● Your task: Give the records once more, exactly as they stand.

━━━ Material provided

PR #4926, opened 2026-02-23
standardize language handling

davidzhao:
use a uniform Language class to unify how we handle language coding across the core framework and plugins.

the framework will always reference `Language` type internally, where each plugin then converts it to a specific type as needed by external services.

### DIFF
--- a/livekit-plugins/livekit-plugins-soniox/livekit/plugins/soniox/stt.py
+++ b/livekit-plugins/livekit-plugins-soniox/livekit/plugins/soniox/stt.py
@@ -542,7 +542,7 @@ class _TokenAccumulator:
         total_sum = self._confidence_sum + other._confidence_sum
         return stt.SpeechData(
             text=self.text + other.text,
-            language=self.language if self.language else other.language,
+            language=Language(self.language if self.language else other.language),
             speaker_id=self.speaker_id if self.speaker_id is not None else other.speaker_id,
             start_time=start / 1000 + start_time_offset,
             end_time=end / 1000 + start_time_offset,


livekit-agents/livekit/agents/inference/stt.py
```diff
@@ -149,7 +150,7 @@ def _make_fallback(model: FallbackModelType) -> FallbackModel:
 @dataclass
 class STTOptions:
     model: NotGivenOr[STTModels | str]
-    language: NotGivenOr[str]
+    language: NotGivenOr[Language]
```
davidzhao, line 153: @adrian-cowham confirming that passing in a unified language code works for LKI, for example, `en-US`, or should it only be `en`?

livekit-agents/livekit/agents/_language_data.py
```diff
@@ -0,0 +1,220 @@
...
+# Unless required by applicable law or agreed to in writing, software
+# distributed under the License is distributed on an "AS IS" BASIS,
+# WITHOUT WARRANTIES OR CONDITIONS OF ANY KIND, either express or implied.
+# See the License for the specific language governing permissions and
+# limitations under the License.
+
+"""Lookup tables for language normalization. Kept separate to avoid bloating the class module."""
+
+# ISO 639-3 to ISO 639-1 mapping (sourced from ElevenLabs plugin + extended)
+ISO_639_3_TO_1: dict[str, str | None] = {
```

━━━━━━

● Result:
PR #4926, opened 2026-02-23
standardize language handling

davidzhao:
use a uniform Language class to unify how we handle language coding across the core framework and plugins.

the framework will always reference `Language` type internally, where each plugin then converts it to a specific type as needed by external services.

### DIFF
--- a/livekit-plugins/livekit-plugins-soniox/livekit/plugins/soniox/stt.py
+++ b/livekit-plugins/livekit-plugins-soniox/livekit/plugins/soniox/stt.py
@@ -542,7 +542,7 @@ class _TokenAccumulator:
         total_sum = self._confidence_sum + other._confidence_sum
         return stt.SpeechData(
             text=self.text + other.text,
-            language=self.language if self.language else other.language,
+            language=Language(self.language if self.language else other.language),
             speaker_id=self.speaker_id if self.speaker_id is not None else other.speaker_id,
             start_time=start / 1000 + start_time_offset,
             end_time=end / 1000 + start_time_offset,


livekit-agents/livekit/agents/inference/stt.py
```diff
@@ -149,7 +150,7 @@ def _make_fallback(model: FallbackModelType) -> FallbackModel:
 @dataclass
 class STTOptions:
     model: NotGivenOr[STTModels | str]
-    language: NotGivenOr[str]
+    language: NotGivenOr[Language]
```
davidzhao, line 153: @adrian-cowham confirming that passing in a unified language code works for LKI, for example, `en-US`, or should it only be `en`?

livekit-agents/livekit/agents/_language_data.py
```diff
@@ -0,0 +1,220 @@
...
+# Unless required by applicable law or agreed to in writing, software
+# distributed under the License is distributed on an "AS IS" BASIS,
+# WITHOUT WARRANTIES OR CONDITIONS OF ANY KIND, either express or implied.
+# See the License for the specific language governing permissions and
+# limitations under the License.
+
+"""Lookup tables for language normalization. Kept separate to avoid bloating the class module."""
+
+# ISO 639-3 to ISO 639-1 mapping (sourced from ElevenLabs plugin + extended)
+ISO_639_3_TO_1: dict[str, str | None] = {
```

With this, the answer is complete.